**Recorded data**
PR #2944, opened 2026-09-05
feat(hooks): support ZCode hooks for global scope

gdm257:
Generate configuration-file hooks into `~/.zcode/cli/config.json` (global) from `.rulesync/hooks.jsonc`, and import them back.

A pre-existing `hooks.enabled: false` is preserved as the user's kill switch; otherwise `enabled: true` is stated. ZCode's native process hook type has no canonical equivalent, so those entries are skipped with a warning on import.


dyoshikawa (changes requested):
Thanks for this — the implementation is careful and idiomatic, and it lines up with how the sibling tool adapters in this repo are written. Before the findings, what I verified as clean:

- All six CI checks pass. No changes to CI workflows, `package.json`, lockfiles, or release configuration.
- The generated artifacts are honest: re-running `pnpm run generate:tables`, `generate:docs-content`, `generate:schema`, and `pnpm dev gitignore` against the PR head produces byte-identical `README.md`, `docs/reference/supported-tools.md`, `docs/reference/file-formats.md`, `src/generated/docs-content.ts`, and `.gitignore`. No drift, and nothing smuggled into the large generated file.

**Problem to solve**
All lines from the one that contains "feat(hooks): support ZCode" to the end of the records above are to be copied exactly; leave out the rest.

**Answer for this exercise**
feat(hooks): support ZCode hooks for global scope

gdm257:
Generate configuration-file hooks into `~/.zcode/cli/config.json` (global) from `.rulesync/hooks.jsonc`, and import them back.

A pre-existing `hooks.enabled: false` is preserved as the user's kill switch; otherwise `enabled: true` is stated. ZCode's native process hook type has no canonical equivalent, so those entries are skipped with a warning on import.


dyoshikawa (changes requested):
Thanks for this — the implementation is careful and idiomatic, and it lines up with how the sibling tool adapters in this repo are written. Before the findings, what I verified as clean:

- All six CI checks pass. No changes to CI workflows, `package.json`, lockfiles, or release configuration.
- The generated artifacts are honest: re-running `pnpm run generate:tables`, `generate:docs-content`, `generate:schema`, and `pnpm dev gitignore` against the PR head produces byte-identical `README.md`, `docs/reference/supported-tools.md`, `docs/reference/file-formats.md`, `src/generated/docs-content.ts`, and `.gitignore`. No drift, and nothing smuggled into the large generated file.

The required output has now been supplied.